— Instructions for the task —
From the listing below, set down exactly the lines between the one holding "PR #163, opened 2022-07-25" and the one holding "The only cases", inclusive. No other line is wanted.

— Provided records —
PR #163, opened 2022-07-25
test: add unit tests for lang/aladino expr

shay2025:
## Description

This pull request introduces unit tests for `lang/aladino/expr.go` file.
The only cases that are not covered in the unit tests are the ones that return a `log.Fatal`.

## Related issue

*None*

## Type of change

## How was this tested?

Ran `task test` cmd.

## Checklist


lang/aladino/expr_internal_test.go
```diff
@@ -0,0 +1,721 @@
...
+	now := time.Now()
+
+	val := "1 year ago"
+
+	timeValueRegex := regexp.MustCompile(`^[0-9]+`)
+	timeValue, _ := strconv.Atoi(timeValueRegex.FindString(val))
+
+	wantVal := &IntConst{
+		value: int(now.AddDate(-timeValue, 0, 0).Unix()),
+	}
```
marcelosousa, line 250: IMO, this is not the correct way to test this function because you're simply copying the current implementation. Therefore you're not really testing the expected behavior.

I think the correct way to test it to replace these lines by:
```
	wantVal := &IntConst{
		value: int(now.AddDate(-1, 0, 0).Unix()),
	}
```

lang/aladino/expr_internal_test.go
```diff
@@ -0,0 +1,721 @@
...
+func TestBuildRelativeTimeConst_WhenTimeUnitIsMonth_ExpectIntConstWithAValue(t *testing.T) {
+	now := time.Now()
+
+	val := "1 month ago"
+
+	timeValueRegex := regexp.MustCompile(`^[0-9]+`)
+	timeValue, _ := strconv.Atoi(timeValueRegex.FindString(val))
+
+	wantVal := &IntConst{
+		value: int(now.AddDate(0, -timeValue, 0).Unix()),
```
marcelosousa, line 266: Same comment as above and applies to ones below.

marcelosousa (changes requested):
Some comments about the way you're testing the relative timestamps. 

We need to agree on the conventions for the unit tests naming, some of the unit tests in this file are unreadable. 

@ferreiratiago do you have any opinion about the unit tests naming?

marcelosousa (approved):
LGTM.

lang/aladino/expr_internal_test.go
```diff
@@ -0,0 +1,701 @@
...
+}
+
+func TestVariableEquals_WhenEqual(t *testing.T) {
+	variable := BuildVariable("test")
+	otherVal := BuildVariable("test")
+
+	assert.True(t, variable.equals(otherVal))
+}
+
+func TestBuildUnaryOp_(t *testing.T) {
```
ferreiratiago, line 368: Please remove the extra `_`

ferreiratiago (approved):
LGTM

...

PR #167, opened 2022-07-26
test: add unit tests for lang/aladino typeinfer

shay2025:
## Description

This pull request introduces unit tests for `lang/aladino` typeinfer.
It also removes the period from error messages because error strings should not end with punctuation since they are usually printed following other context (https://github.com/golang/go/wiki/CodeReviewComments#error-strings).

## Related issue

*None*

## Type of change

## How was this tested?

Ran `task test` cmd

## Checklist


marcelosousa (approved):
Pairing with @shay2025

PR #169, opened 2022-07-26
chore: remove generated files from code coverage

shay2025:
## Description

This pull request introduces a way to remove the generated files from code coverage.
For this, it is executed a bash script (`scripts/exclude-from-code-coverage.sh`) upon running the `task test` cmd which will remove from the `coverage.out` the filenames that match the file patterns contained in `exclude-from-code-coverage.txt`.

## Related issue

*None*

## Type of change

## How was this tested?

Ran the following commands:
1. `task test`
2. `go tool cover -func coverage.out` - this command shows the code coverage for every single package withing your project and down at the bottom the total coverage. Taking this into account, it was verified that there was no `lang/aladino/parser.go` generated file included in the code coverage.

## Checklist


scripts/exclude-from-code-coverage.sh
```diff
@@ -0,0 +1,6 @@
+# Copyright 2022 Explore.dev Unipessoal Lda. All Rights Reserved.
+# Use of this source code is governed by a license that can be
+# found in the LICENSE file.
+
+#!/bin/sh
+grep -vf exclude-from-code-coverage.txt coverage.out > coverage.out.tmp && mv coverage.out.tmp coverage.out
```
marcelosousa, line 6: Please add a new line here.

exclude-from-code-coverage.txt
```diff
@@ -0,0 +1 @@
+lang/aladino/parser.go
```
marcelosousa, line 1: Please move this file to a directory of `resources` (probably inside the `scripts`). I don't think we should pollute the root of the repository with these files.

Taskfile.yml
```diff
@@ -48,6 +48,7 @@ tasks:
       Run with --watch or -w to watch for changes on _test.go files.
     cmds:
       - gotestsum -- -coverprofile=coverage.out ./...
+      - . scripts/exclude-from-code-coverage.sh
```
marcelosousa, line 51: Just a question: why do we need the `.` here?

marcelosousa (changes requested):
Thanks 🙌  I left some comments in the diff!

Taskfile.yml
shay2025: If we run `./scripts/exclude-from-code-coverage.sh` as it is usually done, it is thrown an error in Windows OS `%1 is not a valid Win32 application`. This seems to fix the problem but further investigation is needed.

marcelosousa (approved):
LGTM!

— Solution below —
PR #163, opened 2022-07-25
test: add unit tests for lang/aladino expr

shay2025:
## Description

This pull request introduces unit tests for `lang/aladino/expr.go` file.
The only cases that are not covered in the unit tests are the ones that return a `log.Fatal`.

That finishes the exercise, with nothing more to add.